Vanda Scaravelli
A new joy in yoga has been ignited in me by discovering the Italian yoga teacher Vanda Scaravelli.
A concert pianist, born in Florence in1908, she discovered yoga in her forties when Iyengar came to stay at her chalet one summer to teach her and her close friend Krishnamurti. This resulted in both Iyengar and Desikachar becoming regular summer visitors. She developed her own however, which though precise was strikingly different from that of Iyengar yoga. She went against much conventional yoga wisdom and had ideas about the spine that were central to her style of yoga. One also gets the impression taht yoga was very much a thing of beauty to her.
Vanda only taught students individually and had relatively few students, but as her students were all yoga teachers, you can still find many hints of her legacy. I’ve been reading Notes on Yoga, written by Diane Long and Sophy Hoare, two of her students, about her work and there is something wonderful and different about her approach to yoga.
I have always had an uneasy relationship with yoga: it has always felt like something I ‘should’ do, because I find that if I don’t then my body starts to feel horribly stiff and immobile. I had been doing yoga out of fear rather than love. But I have started instead to feel instead inspired by yoga. It feels now like a way to awaken the body and to express myself.
The Alexander Technique
I have been hesitating about whether to write about The Alexander Technique, even though I have just finished a course of lessons.
I think this is because I’m not sure I completely understand it. I know there is something interesting in there though.
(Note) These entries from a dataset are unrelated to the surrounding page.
PR #649, opened 2019-07-17
Remove requests queue inside Host

dangleptr:
We don't need to hold all requests inside host.  There are two defects:
1.  Catch up data will be slow,  because we have to send request one by one.
2.  More memory  occupied due to the queue.

### DIFF
--- a/src/kvstore/raftex/Host.cpp
+++ b/src/kvstore/raftex/Host.cpp
@@ -27,9 +27,11 @@ Host::Host(const HostAddr& addr, std::shared_ptr<RaftPart> part, bool isLearner)
         , addr_(addr)
         , isLearner_(isLearner)
         , idStr_(folly::stringPrintf(
-            "[Host: %s:%d] ",
+            "%s[Host: %s:%d] ",
+            part_->idStr_.c_str(),
             NetworkUtils::intToIPv4(addr_.first).c_str(),
-            addr_.second)) {
+            addr_.second))
+        , cachingPromise_(folly::SharedPromise<cpp2::AppendLogResponse>()) {
 }
 
 
@@ -44,8 +46,8 @@ void Host::waitForStop() {
 }
 
 
-cpp2::ErrorCode Host::checkStatus(std::lock_guard<std::mutex>& lck) const {
-    UNUSED(lck);
+cpp2::ErrorCode Host::checkStatus() const {
+    CHECK(!lock_.try_lock());
     if (stopped_) {
         VLOG(2) << idStr_ << "The host is stopped, just return";
         return cpp2::ErrorCode::E_HOST_STOPPED;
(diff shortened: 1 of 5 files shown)


dangleptr:
Jenkins go

src/kvstore/raftex/Host.cpp
```diff
@@ -106,18 +107,13 @@ folly::Future<cpp2::AppendLogResponse> Host::appendLogs(
...
-                                    committedLogId,
-                                    lastLogTermSent,
-                                    lastLogIdSent)));
-                return requests_.back().first.getFuture();
+            if (cachingPromise_.size() <= FLAGS_max_outstanding_requests) {
+                pendingReq_ = std::make_tuple(term,
+                                              logId,
+                                              committedLogId,
+                                              lastLogTermSent,
+                                              lastLogIdSent);
```
wadeliuyi: I think the caller’s parameter name “currTerm, lastLogId, committedId, prevLogTerm, prevLogId” is more readable than here.

src/kvstore/raftex/Host.cpp
```diff
@@ -185,8 +182,8 @@ folly::Future<cpp2::AppendLogResponse> Host::appendLogsInternal(
             {
                 std::lock_guard<std::mutex> g(self->lock_);
                 self->promise_.setValue(r);
+                self->cachingPromise_.setValue(r);
```
wadeliuyi: why the cached request no need retry?

src/kvstore/raftex/Host.cpp
dangleptr: prevLogTerm, prevLogId sounds good

src/kvstore/raftex/Host.cpp
dangleptr: Next request will fill the gap.  So we don't need retry here.

src/kvstore/raftex/Host.cpp
```diff
@@ -138,20 +135,21 @@ folly::Future<cpp2::AppendLogResponse> Host::appendLogs(
...
         logIdToSend_ = logId;
-        lastLogTermSent_ = lastLogTermSent;
-        lastLogIdSent_ = lastLogIdSent;
+        lastLogTermSent_ = prevLogTerm;
+        lastLogIdSent_ = prevLogId;
         committedLogId_ = committedLogId;
 
-        promise_ = folly::Promise<cpp2::AppendLogResponse>();
+        promise_ = std::move(cachingPromise_);
+        cachingPromise_ = folly::SharedPromise<cpp2::AppendLogResponse>();
```
critical27: Do we need to reset pendingReq_ here?

dangleptr: Good catch!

I think part of my hesitancy is that much of teaching is indirect. Sometimes I’m not quite sure how much I have learned or not learned. I came to The Alexander Technique through Michael Ashcroft’s writings and ideas and also through talking to friends, rather than as a result of being in extreme chronic pain, so I don’t have as clear a marker of something having changed as somebody might do if their pain has stopped. I feel like I carry myself slightly differently though, in a lighter way, and my mild knee pain (in positions like Pigeon in yoga, so not an everyday problem but one that still bothered me) has gradually subsided. I do still feel a slight ‘wonkiness’ in my pelvis however.
The Alexander Technique is about the mind as much as the body and the best short description I have found of it at that level has been Jon Carpmeal’s unassuming book Wake Up & Notice with Interest where he talks about ‘The Four Corners’. One of the most fundamental concepts of The Alexander Technique is that of ‘Inhibition’, akin to the idea of ‘Responding rather than Reacting’ to stimuli, and something clicked for me about Inhibition reading about the Four Corners.
I also discovered Penelope Easten’s book The Alexander Technique: Twelve fundamentals of integrated movement. Penelope was taught by Miss Goldie, a remarkable character who worked alongside F. M. Alexander for 30 years and lived with him when he was in London. Her approach was quite different from that of most teachers today. There is so much in Penelope’s book and the videos that go with it that I don’t even know where to start talking about it: every chapter feels like some sort of paradigm shift. I feel I have only started to touch the edges of what is in there. Most books I have seen on The Alexander Technique essentially tell you that you need to have lessons, but this one is genuinely trying to teach it as well as possible without that requirement.
Brazilian Jiu Jitsu
In utter contrast to all the slow, intuitive individual movement of yoga and tai chi, I’ve also started doing Brazilian Jiu Jitsu this year a couple of times a week.
Brazilian Jiu Jitsu is incredibly fun. I hadn’t realised how fun it would be. It is a brilliant counterpoint to the other movement I do - far more yang. There’s a decisiveness that you need and I’m exhausted by the end of a session.
Other than tai chi, it is my first martial art and my image of martial arts was one of them being very formal and regimented. But it hadn’t occurred to me that this was Brazilian Jiu Jitsu not Japanese Jiu Jitsu. So we line up in grade order at the end of the lesson, but then hug everybody in turn. When it is time for us to practice something in pairs, the instructor says ‘one two’ and we all clap. It is a lovely friendly welcoming atmosphere.
I am in the interesting position of being the smallest and lightest person in the room. I am very aware that I can’t rely on strength and don’t have any room for error in technique. But it has also also given me an incentive for increasing my strength, because even with correct technique, strength can sometimes help. I’ve noticed that some of the principles are starting to sink in, just the tiniest amount, so when I’m in a situation where I haven’t learned specifically what to do yet, I sometimes find options that wouldn’t have previously occurred to me. I have been discovering a side to myself that I didn’t realise I had. At the moment it is an exciting adventure into a new territory of movement.